Oleh Halim Ambiya
Alkisah. Istri Pak Ngadiman, yang bernama Paijem meninggal dunia. Pak
Ngadiman sangat mencintainya. Begitu pula anaknya, Gayatri, dia pun
sangat sayang dan merindukannya. Lebih dari 5 tahun, Paijem meninggalkan
mereka.
Rumah yang kini mereka diami masih sama seperti yang dulu,
meski sedikit ada perbaikan. Tata ruang, kursi, meja, lemari dan kasur,
masih pada posisi ketika Paijem masih hidup. Pak Ngadiman dan Gayatri tak mau mengubah sembarangan.

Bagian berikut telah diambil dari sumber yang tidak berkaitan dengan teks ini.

PR #521, opened 2023-05-10
Connect destdir cmd option with configuration

j-mracek:
It unify approach how to use destdir variable inside dnf5. Using only configuration value is more transparent.


jan-kolarik (approved):
Great, thanks!

PR #523, opened 2023-05-11
Fix doxygen warnings

m-blaha:
Mostly escaping special characters, fixing parameter names to match function declarations, adding missing parameters.

There is still a lot of warning on undocumented classes and methods, but this is out of scope of the PR.


kontura:
Great, thank you!

PR #530, opened 2023-05-15
Make private one method and remove unused one

j-mracek:
Plugin loading is handled by Base::setup() therefore it is not required to have the method on API.


kontura:
> It seems there are `--allow-downgrade` tests enabled for `dnfdaemon` which doesn't support it.

I made a PR with a fix: https://github.com/rpm-software-management/ci-dnf-stack/pull/1278

jan-kolarik:
LGTM, thanks!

Di suatu pagi, Gayatri mengganti taplak meja yang terkena tumpahan kopi
dengan taplak meja ibunya yang disimpan di lemari. Taplak meja dengan
warna keemasan dengan renda-renda cantik itu sangat sesuai dengan tata
ruang di rumah Pak Ngadiman.
Sejurus kemudian, Pak Ngadiman keluar
dari kamarnya untuk meminum kopi yang disuguhkan Gayatri. Ketika,
tiba-tiba begitu dia melihat taplak meja dan secangkir kopi hitam di
atasnya, Pak Ngadiman spontan berteriak.
“PAIJEM...”
“PAIJEM...”
“PAIJEM...”
Gubrakkkk....Pak Ngadiman pingsan dan jatuh tersungkur, menabrak meja dan kursi di depannya. Secangkir kopi pun tumpah.
“Bapak!!! Kenapa?! Kenapa?!” teriak Gayatri.

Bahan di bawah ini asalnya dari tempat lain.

PR #532, opened 2023-05-15
Make strict behavior for several command

j-mracek:
After the change, upgrade, downgrade, distrosync will not ignore broken argument.

### DIFF
--- a/doc/changes.rst
+++ b/doc/changes.rst
@@ -81,6 +81,16 @@ Autoremove command
  * Dropped `<spec>` positional argument since the usecase is sufficiently covered by the `remove` command.
  * Specific `autoremove-n`, `autoremove-na`, and `autoremove-nevra` variants of the command are not supported.
 
+Distro-sync command
+-------------------
+ * When any argument does not match any package or it is not installed, DNF5 fail. The behavior can be modified by
+   the `--skip-unavailable` option.
+
+Downgrade command
+-----------------
+ * When any argument does not match any package or it is not installed, DNF5 fail. The behavior can be modified by
+   the `--skip-unavailable` option.
+
 Group command
 -------------
  * Dropped `group mark install` and `group mark remove` subcommands in favour of the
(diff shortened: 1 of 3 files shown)


j-mracek:
The PR requires to document change in behavior and agreement with comunity.

glum23:
There's a PR with test scenarios for this change: https://github.com/rpm-software-management/ci-dnf-stack/pull/1284 (currently only for upgrade, it is planned to be extended for the other commands).
The test passed for dnf5 build with this PR.

glum23:
While this is a change in comparison with dnf4 behavior, it would be nice to provide a hint like (try to add '--skip-unavailable' or '--skip-broken' to command line to skip...)

j-mracek:
> While this is a change in comparison with dnf4 behavior, it would be nice to provide a hint like (try to add '--skip-unavailable' or '--skip-broken' to command line to skip...)

I've created a new issue for hints - https://github.com/rpm-software-management/dnf5/issues/548

m-blaha:
Since it's a change of behavior compared with dnf4, is it worth a note in `doc/changes.rst`?

doc/changes.rst
```diff
@@ -81,6 +81,16 @@ Autoremove command
  * Dropped `<spec>` positional argument since the usecase is sufficiently covered by the `remove` command.
  * Specific `autoremove-n`, `autoremove-na`, and `autoremove-nevra` variants of the command are not supported.
 
+Distro-sync command
+-------------------
+ * When any argument does not match any package or package is not installed, DNF5 will fail. The behavior can be
+   modify by the `--skip-unavailable` option.
```
m-blaha, line 87: Only minor fixes/enhancements (an article and modify -> modified):

When any argument does not match any package or **a** package is not installed, DNF5 will fail. The behavior can be **modified using** the `--skip-unavailable` option.

glum23:
@j-mracek, the behavior of dnf5 is a bit inconsistent. When there's no downgrade of a package available, it reports on stderr  `Package <whatever> of lowest version already installed, cannot downgrade it.` (BTW, it should be "the lowest version")
When there's no upgrade of a package available, dnf5 does not report anything on stderr.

“Kenapa bisa begini?” tanyanya lagi.
Gayatri yang sudah cukup besar, segera memanggil saudara dan tetangga.
Akhirnya, Pak Ngadiman pun diangkat beramai-ramai ke kamar. Dan, hanya
dalam hitungan 30 menit, Pak Ngadiman pun mulai sadar.
“Kenapa, pingsan Pak?” tanya Gayatri.
“Hehehe. Aku ketemu Ibumu tadi,” jawab Pak Ngadiman.
“Dimana?”
“Itu di ruang tamu?”
“Sebelah mana?”
“Duduk di kursi”
“Ah, Bapak nih. Hanya gara-gara melihat taplak meja kesukaan Ibu?”
“Hehehe. Iya...”
“Aku juga kangen Pak. Makanya, aku ganti taplak mejanya. Tapi, aku nggak bisa lihat Ibu.”
“Hehehe. Itulah bedanya, aku dan kamu, anakku.”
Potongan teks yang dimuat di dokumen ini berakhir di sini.